2. Prinsip Kesetaraan Kesempatan
Dalam sistem pajak internasional, ada ketidakseimbangan dalam kemampuan negara-negara untuk bersaing secara adil. Negara-negara berkembang sering kali memiliki sistem pajak yang kurang matang atau sumber daya yang terbatas untuk menegakkan aturan perpajakan yang efektif. Sementara itu, negara-negara kaya memiliki lebih banyak alat untuk menarik investasi dan memastikan bahwa perusahaan-perusahaan multinasional tetap membayar pajak yang layak.
Rawlsian akan berargumen bahwa sistem pajak internasional seharusnya memastikan bahwa negara-negara berkembang memiliki kesempatan yang adil untuk bersaing dalam ekonomi global. Ini bisa dilakukan dengan menciptakan aturan perpajakan yang transparan, adil, dan menutup celah yang memungkinkan pengalihan keuntungan.
3. Ruang Publik Global
Rawls memperkenalkan gagasan tentang ruang publik di mana setiap individu memiliki hak yang sama untuk berpartisipasi dan mendapat manfaat dari aturan-aturan yang berlaku di masyarakat. Dalam konteks global, ruang publik ini meluas ke tataran internasional, di mana kebijakan perpajakan internasional menjadi bagian dari tatanan yang mengatur interaksi antarnegara.

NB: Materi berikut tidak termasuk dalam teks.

PR #1649, opened 2026-08-21
[Qwen3-TTS] Remove unprofitable Talker compile path

junliu-mde:
## Motivation

Qwen3-TTS privately compiles each Talker decoder layer while CUDA Graph remains
enabled. A fixed-length H100 A/B/A comparison shows no reproducible end-to-end
benefit from this path. The compile path also adds launch overhead and produces
unstable kernel selection across fresh caches.

## Modifications

- Remove the private Talker decoder-layer `torch.compile` path.
- Keep Qwen3-TTS CUDA Graph enabled.
- Mark Qwen3-TTS as not supporting SGLang `torch.compile`.
- Reject compile-on CLI arguments before server launch.
- Continue to accept explicit compile-off and shared compile max-batch settings; the latter remains part of the common SGLang batch policy but does not enable model compilation.
- Keep direct access to `self.layers` in the decode hot path.
- Add capability, engine, CLI, and launch-boundary tests.

## Related Issues

Part of #1608.

## Accuracy Test

Current-head targeted verification passes on H100 against current main:

```text
15 Qwen3-TTS compile-path tests passed
35 model-capability tests passed
```

The earlier broader H100 run passed 204 directly affected tests.

The compile A/B/A arms all returned exactly 64 tokens,
`finish_reason=length`, and a 245,804-byte WAV. The compile-removal ABBA check
produced one exact C1 WAV hash across all arms.

## Benchmark & Profiling

Protocol: one H100 80 GB; synchronous decode; CUDA Graph on; fixed seed and
input; exactly 64 generated tokens; 30 measured requests per arm; order
`compile-on A -> compile-off -> compile-on B`.

| Arm | C1 wall | C1 engine | C4 wall | C8 wall |
| compile-on A | 0.566786 s | 0.494674 s | 0.835568 s | 0.935240 s |
| compile-off | 0.559900 s | 0.493761 s | 0.749759 s | 0.901976 s |
| compile-on B | 0.564591 s | 0.494933 s | 0.755342 s | 0.841942 s |

Relative to the midpoint of the two compile-on medians, compile-off is 1.02%
faster for C1 wall, 0.21% faster for C1 engine, and 5.74% faster for C4. It is
1.51% slower for C8, below the 2% decision gate. The two compile-on C8 arms
differ by 10.5%.

Per decode step, compile reduces Talker GPU time from 1.789084 ms to 1.665111
ms, but increases Talker kernels from 367 to 423. It also increases median
`cudaGraphLaunch` CPU time from about 1.84 ms to 3.0788 ms and the
Predictor-to-Talker launch gap from 3.62-3.66 ms to 5.7243 ms. The local GPU
saving does not become an end-to-end saving.

The final removal was compared with the previous compile-off code in ABBA
order, with 30 C1 and 30 controlled-C4 measurements per arm:

| Metric | Previous compile-off | Compile removed | Change |
| --- | ---: | ---: | ---: |
| C1 wall midpoint | 0.565655 s | 0.566197 s | +0.10% |
| C1 engine midpoint | 0.495170 s | 0.498873 s | +0.75% |
| Controlled C4 wall midpoint | 0.751217 s | 0.736219 s | -2.00% |

All changes are within the 2% regression gate. The before/after compile-off
profiles have identical Predictor and Talker kernel counts and identical kernel
sequence hashes. Their GPU sums differ by less than 0.2%.

## Checklist

- [x] Format the changed files with pre-commit.
- [x] Add unit tests.
- [x] Provide latency and profiling evidence.
- [ ] For reviewers: If you have not contributed to this PR and only assist
  with merging main, remove yourself as a co-author when merging.

## CI

GPU CI requires a maintainer to add the `run-ci` label.

### DIFF
--- a/sglang_omni/models/qwen3_tts/config.py
+++ b/sglang_omni/models/qwen3_tts/config.py
@@ -48,8 +48,8 @@ class Qwen3TTSPipelineConfig(PipelineConfig):
 
     model_path: str
     # note (0xtoward): Keep deterministic inference opt-in because it serializes
-    # preprocessing and vocoder decoding and disables Talker compilation and the
-    # vocoder CUDA graphs, reducing throughput.
+    # preprocessing and vocoder decoding and disables the vocoder CUDA graphs,
+    # reducing throughput.
     enable_deterministic_inference: bool = False
     stages: list[StageConfig] = [
         StageConfig(
--- a/docs/cookbook/qwen3_tts.md
+++ b/docs/cookbook/qwen3_tts.md
@@ -91,8 +91,8 @@ enable_deterministic_inference: true
 
 When enabled, the same prompt, reference audio, and seed produce byte-identical
 PCM across runtime batch sizes. This mode reduces throughput because it
-serializes reference preprocessing and vocoder decoding and disables Talker
-compilation and the initial vocoder CUDA Graph, so it is disabled by default.
+serializes reference preprocessing and vocoder decoding and disables both the
+initial and follow-up vocoder CUDA Graphs, so it is disabled by default.
 
 ### Overload / admission policy
 
--- a/sglang_omni/models/qwen3_tts/__init__.py
+++ b/sglang_omni/models/qwen3_tts/__init__.py
@@ -10,7 +10,7 @@ CAPABILITIES = ModelCapabilities(
     supports_batch_vocoder=True,
     supports_streaming_vocoder=True,
     supports_cuda_graph=True,
-    supports_torch_compile=True,
+    supports_torch_compile=False,
     supports_breakable_prefill_cuda_graph=False,
 )
 
--- a/sglang_omni/models/qwen3_tts/engine_builder.py
+++ b/sglang_omni/models/qwen3_tts/engine_builder.py
@@ -8,9 +8,17 @@ from typing import Any
 
 from sglang_omni.models.qwen3_tts import request_builders
 from sglang_omni.models.qwen3_tts import stages as qwen3_stages
-from sglang_omni.platforms import current_platform
 from sglang_omni.scheduling.engine_factory import TtsEngineBuilder
-from sglang_omni.vendor.sglang.server_args import override_server_args
+
+
+def _is_truthy(value: Any) -> bool:
+    if isinstance(value, bool):
+        return value
+    if isinstance(value, int):
+        return value != 0
+    if isinstance(value, str):
+        return value.strip().lower() in {"1", "true", "yes", "y", "on"}
+    return False
 
 
 class Qwen3TtsEngineBuilder(TtsEngineBuilder):
@@ -49,7 +57,7 @@ class Qwen3TtsEngineBuilder(TtsEngineBuilder):
             "dtype": dtype,
             "disable_cuda_graph": False,
             "disable_overlap_schedule": True,
-            "enable_torch_compile": True,
+            "enable_torch_compile": False,
             "mem_fraction_static": 0.85,
             "max_prefill_tokens": 8192,
             "sampling_backend": "pytorch",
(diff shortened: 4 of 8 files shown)


charliechenye:
Thanks for the detailed H100 benchmark and profiling evidence. I also ran an independent H200 validation, focusing primarily on the final removal itself.

For the PR-safety comparison I used:

- B: PR base `07b63c0bfa6cea55ff4e0fa9837d749f64a0d785`, with the private Talker compile path explicitly disabled
- C: PR head `b0a5d20c99c9bb8eb8ed37fb94a1b8dfa8b3d86a`, where the private compile path is removed

I think B -> C is the most relevant comparison for this PR because it separates "turn compile off" from "delete the already-disabled compile machinery."

### H200 protocol

The controlled workload used:

- `Qwen/Qwen3-TTS-12Hz-0.6B-Base`
- fixed reference audio and fixed input text
- fixed seed and sampling parameters
- exactly 64 generated tokens for every measured request
- non-streaming WAV output
- Talker decode CUDA Graph enabled in both B and C
- fresh server and fresh Inductor/Triton cache for every arm
- Predictor CUDA Graph buckets preconditioned before measurement
- repository benchmark clients isolated from CUDA
- physical GPU ownership checked before and during each measured arm

The primary sweep used 4 balanced fresh-server B/C pairs per concurrency. c1 and c4 were additionally repeated with 8 balanced fresh-server pairs because the first sweep showed WARN signals at those two points.

Positive percentages below mean C is better than B.

| Concurrency | B -> C QPS | Mean latency | p95 | p99 | Engine mean | Result |
| ---: | ---: | ---: | ---: | ---: | ---: | --- |
| c1 | +0.69% | +0.74% | +0.65% | +1.96% | +0.62% | PASS |
| c2 | +1.53% | +1.43% | +0.52% | +17.39% | +1.59% | PASS |
| c4 | +0.67% | +0.58% | -1.23% | +1.15% | +0.51% | PASS |
| c8 | +0.05% | -0.64% | +0.62% | +0.53% | +1.38% | PASS |
| c16 | +0.99% | +0.26% | +1.38% | -1.61% | -1.75% | PASS |

c16 is the default maximum running Talker batch (`max_running_requests=16`), so this covers the relevant running-concurrency range for the decode path changed by this PR.

For c1, B and C also produced the exact same WAV SHA256 in all 8 targeted confirmation rounds.

One thing I investigated further was c4. The initial 4-pair sweep showed an apparent regression of about -4.9% QPS and -5.0% engine time. I did not want to dismiss that as noise, so I repeated c4 with 8 additional balanced fresh-server B/C pairs. The regression did not reproduce:

- aggregate QPS: +0.67%
- aggregate mean latency: +0.58%
- aggregate engine time: +0.51%
- paired median QPS: +0.33%
- paired median mean latency: +0.55%
- paired median engine time: -0.59%

So I do not see evidence of a reproducible B -> C regression at c4.

I also discarded and reran any cells where a Predictor CUDA Graph was captured during measurement or where a new GPU PID appeared after measurement ownership was frozen. Those invalid cells are not included in the results above.

I excluded c32 from the PR performance qualification. With `max_running_requests=16`, c32 does not exercise a larger Talker decode batch. A simultaneous 32-request burst instead hits admission/queue behavior and can produce queue-full 503s, so I consider that a separate overload test rather than evidence for this compile-path change.

Overall, I do not see a performance or output-correctness blocker for removing the private Talker compile path. Across c1 through the maximum running concurrency c16, I could not reproduce a B -> C regression beyond the 2% decision threshold.

One qualification on interpretation: I would treat these results as evidence that the removal is performance-safe, not evidence that physically deleting the compile code itself causes a speedup. B already has the private compile path disabled, and some of the larger positive deltas varied across fresh-server repetitions.

sglang_omni/models/qwen3_tts/config.py
```diff
@@ -48,8 +48,8 @@ def process_local_edges(cls) -> frozenset[tuple[str, str]]:
 
     model_path: str
     # note (0xtoward): Keep deterministic inference opt-in because it serializes
-    # preprocessing and vocoder decoding and disables Talker compilation and the
-    # vocoder CUDA graphs, reducing throughput.
+    # preprocessing and vocoder decoding and disables the vocoder CUDA graphs,
+    # reducing throughput.
```
SandyLuXY, line 52: The matching user-facing paragraph in `docs/cookbook/qwen3_tts.md` still says deterministic inference disables Talker compilation. Please update it to remove the deleted compile path and describe both vocoder CUDA graphs consistently with this resolved policy.

SandyLuXY (changes requested):

sglang_omni/models/qwen3_tts/config.py
junliu-mde: Fixed in `6ca4a793`. The deterministic-inference paragraph no longer mentions the removed Talker compile path and now states that both the initial and follow-up vocoder CUDA Graphs are disabled.

junliu-mde:
Addressed the documentation review in `6ca4a793` and rebased onto current main `3f819f9c`. Current-head H100 verification passes: 15 Qwen3-TTS compile-policy tests and 35 model-capability tests. GitHub lint, docs, layout, CPU unit tests, and accelerator unit tests also pass. The review thread is resolved. @SandyLuXY please re-review.

SandyLuXY (approved):
lgtm

AkazaAkane (approved):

Sistem pajak internasional yang adil harus dirancang untuk mendukung ruang publik global yang inklusif. Artinya, aturan-aturan perpajakan internasional harus dibuat secara transparan dan melibatkan negara-negara berkembang dalam pengambilan keputusan. Organisasi multilateral seperti OECD dan PBB, yang seringkali didominasi oleh negara-negara maju, perlu membuka ruang bagi partisipasi negara-negara berkembang dalam diskusi tentang reformasi perpajakan global.
Tantangan dan Kritik dalam Menerapkan Prinsip Rawls pada Pajak Internasional
Meskipun teori keadilan Rawls memberikan kerangka yang kuat untuk mengevaluasi sistem pajak internasional, penerapannya dalam realitas global menghadapi tantangan yang kompleks:
Ketidaksetaraan Kekuasaan Antarnegara: Negara-negara kaya sering kali memiliki pengaruh yang lebih besar dalam organisasi internasional seperti OECD, yang memainkan peran kunci dalam menetapkan aturan perpajakan global. Hal ini menciptakan ketidakseimbangan dalam pengambilan keputusan, yang cenderung lebih menguntungkan negara-negara maju daripada negara-negara berkembang.
Persaingan Pajak: Negara-negara dengan tarif pajak rendah, seperti yurisdiksi suaka pajak, sering kali mendapat keuntungan dari sistem yang tidak adil. Mereka menawarkan tarif pajak yang sangat rendah untuk menarik perusahaan multinasional, sementara negara-negara lain kehilangan pendapatan pajak yang signifikan. Dalam konteks Rawlsian, ini merugikan negara-negara yang paling tidak beruntung, karena mereka tidak memiliki kesempatan yang adil untuk bersaing.
Pandangan Libertarian: Kritik lain datang dari perspektif libertarian yang menentang redistribusi kekayaan melalui pajak. Filsuf seperti Robert Nozick berpendapat bahwa perpajakan adalah bentuk paksaan yang melanggar hak individu untuk menikmati hasil kerja mereka sendiri. Dalam pandangan ini, keadilan bukan berarti redistribusi, melainkan melindungi kebebasan individu untuk memiliki dan mengelola properti pribadi.